■ TASK DESCRIPTION:
Please report how many lines of the listing hold the word "problems". Add nothing to the number.
◇ ◇ ◇ ◇ ◇ ◇ ◇
PR #126, opened 2023-11-09
Robert Walz Woche05

LeMixer:
Task 1: 1639024365 at 653
Task 2: 6260


Exercises/RobertWalz/exercises_05/exercises_05.py
```diff
@@ -0,0 +1,124 @@
...
+# For the actual inputs, how many bags are inside your single shiny gold bag?
+# As usual, please list the answer as part of the PR.
+
+
+# Example usage:
+
+
+from bag import Bag
+
+def get_data():
```
paulseidel08, line 94: You shouldn't name two functions the same. It seems to create problems with running these.

paulseidel08 (changes requested):
Nice and short code!
But there are two problems:
1) You have two functions get_data(). Please rename at least one of those!
2) You have uploaded two versions of exercises_05.py thats a redundancy!

paulseidel08 (approved):
Everything fine now.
◇ ◇ ◇ ◇ ◇ ◇ ◇
■ REPLY:
2